Study Examines Role of Schedules in Physician Burnout

A national survey of physicians has found that a lack of control of their work hours and schedules often leads to burnout, while many other difficult issues that physicians face do not seem to diminish their career satisfaction.

Viewed against the backdrop of recent studies suggesting that dissatisfaction and burnout are on the rise among physicians, the results of this study by researchers at the University of Michigan Health System are particularly timely, according to researchers.

“The strongest predictors of whether physicians will experience burnout and career dissatisfaction are how much control they have over their schedules and over the total number of hours worked in a week,” says Kristie Keeton, M.D., MPH, a fellow in maternal-fetal medicine at the UM Medical School Department of Obstetrics and Gynecology.

After randomly questioning male and female physicians of a variety of specialties, researchers found that female and male physicians are highly satisfied with their careers. Both women and men reported moderate levels of satisfaction with work-life balance, moderate levels of emotional resilience and high levels of personal accomplishment.

“The good news is that I think career satisfaction among physicians can be improved if we work toward ways that physicians can have more control over their schedules and their work hours,” adds Keeton, lead author of the study, which appears in the April issue of the journal Obstetrics & Gynecology.

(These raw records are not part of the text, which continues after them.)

PR #1584, opened 2020-08-11
Replace dep with Go modules

### LINKED ISSUE #1070: Adopt Go modules
After Go 1.13 comes out, likely sometime next month, we should probably replace [dep](https://github.com/golang/dep/) with the official Go modules:
- https://github.com/golang/go/wiki/Modules
- https://blog.golang.org/modules2019
- https://blog.golang.org/using-go-modules
- https://blog.golang.org/migrating-to-go-modules

imiric:
Closes #1070 

This was prioritized because `dep` has [an issue](https://github.com/golang/dep/issues/1962) importing https://github.com/semihalev/sdns, which we're evaluating for the DNS fixes.

There are some minor differences between `go.mod` and the previous `Gopkg.lock`. The missing packages are indirect and seem fine, and the version differences shouldn't cause problems, but let me know if they should be explicitly overriden.

- In `go.mod` but not in `Gopkg.lock`:
```
github.com/Shopify/toxiproxy v2.1.4+incompatible // indirect  (from github.com/Shopify/sarama)
github.com/google/go-cmp v0.5.1 // indirect                   (from github.com/andybalholm/brotli)
github.com/klauspost/cpuid v1.3.1 // indirect                 (from github.com/klauspost/compress/zstd)
github.com/onsi/ginkgo v1.14.0 // indirect                    (from github.com/manyminds/api2go)
```

- Different versions in go.mod compared to (=>) Gopkg.lock:
```
github.com/stretchr/testify v1.2.2                      => v1.2.1
golang.org/x/crypto v0.0.0-20190308221718-c2843e01d9a2  => c7dcf104e3a7a1417abc0230cb0d5240d764159d
golang.org/x/net v0.0.0-20200520004742-59133d7f0dd7     => 351d144fa1fc0bd934e2408202be0c29f25e35a0
golang.org/x/text v0.3.2                                => v0.3.0
gopkg.in/yaml.v2 v2.3.0                                 => v2.1.1
```


na--:
Something fishy is going on :confused: `+180,579 −110,284 Files changed 818` Are you sure you haven't updated versions or something like that, there shouldn't be so many changes when you're just switching dependency managers and not upgrading the actual dependencies :confused:

.circleci/config.yml
```diff
@@ -12,14 +12,7 @@ jobs:
...
-            curl --fail https://raw.githubusercontent.com/golang/dep/master/install.sh | sh
-            dep version
-            dep status
-            case $(dep ensure 2>&1 | head -n 1) in Warning*) false ;; esac
-            dep check
-
+            go mod verify
 
   lint:
     docker:
```
imiric, line 18: We can remove most of the `GOPATH`/`GO111MODULE` shenanigans now, right?

imiric:
@na-- These were produced by `go mod vendor`/`go mod tidy`. I was also surprised by the amount, but it seems `go mod` is pulling in lots more files than `dep ensure` did.

na--:
I'd be fine if it was just pulling more files, maybe because it wasn't [pruning](https://github.com/loadimpact/k6/blob/0e94653c9954c17b2b1a480b456e23ec120feff2/Gopkg.toml#L84-L87) or tree-shaking as much as dep, but look at the diff... There are differences in old files, which suggests that different versions were pulled. 

I want to update our dependencies soon, but that should be in a separate PR - this one should just encapsulate the switch of dependency manager. Please investigate what's happening, something is fishy.

MStoykov:
From my memories of when I tried to this a year ago ... one of the reason for changing versions is that now `go mod` actually looks at go.mod which tells it that we need version X of given dependancy ... which is not how `dep` works ;)

imiric:
So it's a combination of several things:

- `go mod vendor` pulls in more (unrelated) files than `dep ensure`. See the goja changes even though the version remained the same:
```
> git show b72ffed1 --stat -- vendor/github.com/dop251/goja | grep '^ vendor'
 vendor/github.com/dop251/goja/.gitignore           |    3 +
 vendor/github.com/dop251/goja/.travis.yml          |   17 +
 vendor/github.com/dop251/goja/README.md            |  277 +++++
 vendor/github.com/dop251/goja/ast/README.markdown  | 1068 ++++++++++++++++++++
 vendor/github.com/dop251/goja/file/README.markdown |  110 ++
 vendor/github.com/dop251/goja/token/Makefile       |    2 +
 vendor/github.com/dop251/goja/token/tokenfmt       |  222 ++++
```

- Half of the changes are because many of the `golang.org/x/*` packages were updated.
```
> git show b72ffed1 --stat -- vendor/golang.org/x | grep 'files changed'
 420 files changed, 79116 insertions(+), 105655 deletions(-)
```

For example, `golang.org/x/crypto` was updated from https://github.com/golang/crypto/commit/c7dcf104e3a7a1417abc0230cb0d5240d764159d to https://github.com/golang/crypto/commit/c2843e01d9a2 .

I'm not sure why these were updated, but since we were using very old versions, and these are semi-stdlib packages, we should consider updating them anyway, though we could pin them for now and do that later. Let me know.

- `github.com/golang/protobuf`/`google.golang.org/protobuf` are transitive dependencies that also got updated, and ended up pulling in a bunch of files:
```
> git show b72ffed1 --stat | grep protobuf | wc -l
136
```

na--:
As I said, I'm fine with the READMEs and new files that were previously pruned. I'd strongly prefer if we can leave the changes to actual dependencies in a separate PR, even `golang.org/x` and `protobuf`... Btw, why do we even have protobuf? :sweat_smile:

imiric:
OK, I'll see if I can pin the `golang.org/x` packages, but there's a few of them :sweat_smile:

As for `protobuf`:
```
> go mod why -m google.golang.org/protobuf
# google.golang.org/protobuf
github.com/loadimpact/k6/api/v1
github.com/manyminds/api2go
github.com/manyminds/api2go/routing
github.com/gin-gonic/gin
github.com/gin-gonic/gin/binding
github.com/golang/protobuf/proto
google.golang.org/protobuf/encoding/prototext
```

:disappointed:

imiric:
@na-- I version pinned some of the dependencies and the diff is much cleaner now.

All additions now are just extra unrelated files that `go mod vendor` pulls in, and all changes to `.go` files are deletions, likely because of better tree shaking:
```
> gd master --stat | grep '\.go .*+' | wc -l
0
> gd master --stat | grep '\.go .*-' | wc -l
67
```

imiric:
BTW, should this be fixed?

On this branch:
```
> go run main.go version
k6 v0.27.1 ((devel), go1.14.3, linux/amd64)
```

On `master`:
```
> go run main.go version
k6 v0.27.1 (dev build, go1.14.3, linux/amd64)
```

.circleci/config.yml
```diff
@@ -12,14 +12,7 @@ jobs:
...
             go version
-            export PATH="$GOPATH/bin:$PATH"
-            mkdir -p "$GOPATH/bin"
-            curl --fail https://raw.githubusercontent.com/golang/dep/master/install.sh | sh
-            dep version
-            dep status
-            case $(dep ensure 2>&1 | head -n 1) in Warning*) false ;; esac
-            dep check
-
+            go mod verify
```
na--, line 15: I don't think this does the same job as the previous check: 
- https://golang.org/ref/mod#go-mod-verify
- https://github.com/golang/go/issues/27348

In addition to `go mod verify`, the check should probably be something along the lines of executing `go mod vendor` again and seeing if any of the files have changed? Not sure if `go mod vendor` would always overwrite files though, so maybe even `rm -rf vendor/; go mod vendor; git add vendor; git status`?

imiric: Right, I glossed over this thinking `go mod` would simplify it :smile:

OK, I'll see what I can do.

imiric: @na-- Does 844578c1 cover this? See a failure [here](https://circleci.com/gh/loadimpact/k6/12148). Besides the `grep`, it seems more elegant than `rm`/`git` :)

This was an extreme example since tests wouldn't run either, but it should catch any minor package differences as well.

.circleci/config.yml
imiric: Mostly resolved in 8579e881.

imiric:
Unfortunately, this doesn't fix flaky tests. :laughing:

> Went through the files, the missing ones are because they are `//build +ignore` which in most cases is because those are files to generate other files so ... yeah :D.

Ah, that makes sense, thanks. I just wish there could be a way of configuring `go mod` to ignore certain files from the user's side. :-/

Serious question: what do you think about ignoring some of these at least at the repo level? Something like `/vendor/**/Makefile` or whatever the `.gitignore` syntax is. And even specific files like this 108k test data file: `vendor/github.com/dlclark/regexp2/testoutput1`. I guess we shouldn't blindly ignore all `/vendor/**/*.yml` as those could be functionally significant, but Makefiles and test data seem safe to ignore.

MStoykov:
> Serious question: what do you think about ignoring some of these at least at the repo level?

This will break the `go mod` check ... as long as they don't change I don't think it's that big of an issue ;)

na--:
> > Serious question: what do you think about ignoring some of these at least at the repo level?
> 
> This will break the `go mod` check ... as long as they don't change I don't think it's that big of an issue ;)

I'm not sure it will break the check. Considering that you can't check the integrity of the vendor folder with `go mod` commands yet, the way we'll do it is with running `go mod vendor` and seeing if anything in git has changed. But if the files are in `.gitignore`, then nothing will appear changed, even if you `go mod vendor; git add .` again :tada: 

So, @imiric, my vote is :+1: for ignoring Makefiles, READMEs, `*_test.go` files, and yes, especially single 100k+ test files :sweat_smile:

.circleci/config.yml
na--: hmm this check seem flaky, sorry - why not rely on git to check if the actual file contents in vendor have changed? that way you don't rely on the format of some text file or the output of some command...

and it will work much better with the `.gitignore` idea you shared below

na--: checking if `git status --porcelain` has any output seems good to do the job?

imiric: Yeah, the output and order for the diff might not be stable. OK, I'll try it with `git status`.

imiric: 19d8a1f6 seems like it should do it, let me know. I want to avoid `rm`/`git add` if possible.

imiric:
golangci-lint seems to be failing more often that not these days :disappointed:

I added some `.gitignore` entries and it removed about 50 files. I don't want to remove READMEs and .md files in general, since these are usually helpful when you're working with a dependency and want to quickly check the documentation. `rg`/`grep` picks up examples in the docs, so it's handy to leave them in. `*_test.go` files are always excluded by `go mod` so no need to specify those.

MStoykov:
I am not really certain the *.md files are worth it .. but can we also drop `.png` and `.txt` ?

imiric:
> can we also drop `.png` and `.txt` ?

Not sure, those could be functionally significant :smile:

imiric:
The latest `.gitignore` changes removed about 20 more files, and the additions now are mostly `*.md`, `.gitignore` and `go.mod`.

na--:
@imiric, going through all the files in just in case and I noticed  there are some surprising differences with `vendor/github.com/spf13/cobra` :confused: Any idea why so many files were deleted?

na--:
Ah, nevermind, I think I answered my own question :sweat_smile: They seem like the non-library parts, an app you can use to generate your cobra boilerplate and docs or something like that...

imiric:
Yeah, I think this is just better pruning by `go mod`. We are using the same version: `a114f312e075`.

New Generation of Doctors Wants Controllable Lifestyle

Somewhat surprisingly to the researchers, the physicians’ work-life balance does not predict their satisfaction with their careers – physicians can struggle with work-life balance and still remain highly satisfied with their careers. On the other hand, personal accomplishment and emotional resilience both were connected strongly with the level of the physicians’ career satisfaction.

Control over a schedule and the number of hours of work each week was tied to how the physicians felt about their personal accomplishment, emotional resilience and other factors that affect burnout and career satisfaction.

The results of the study occur at a time, Keeton notes, when the current generation of medical students, residents and junior faculty is believed to value time off and a balanced life more than the Baby Boomer generation tended to.

Because of that, she says, this generation tends to be more interested in selecting specialties that allow for a controllable lifestyle.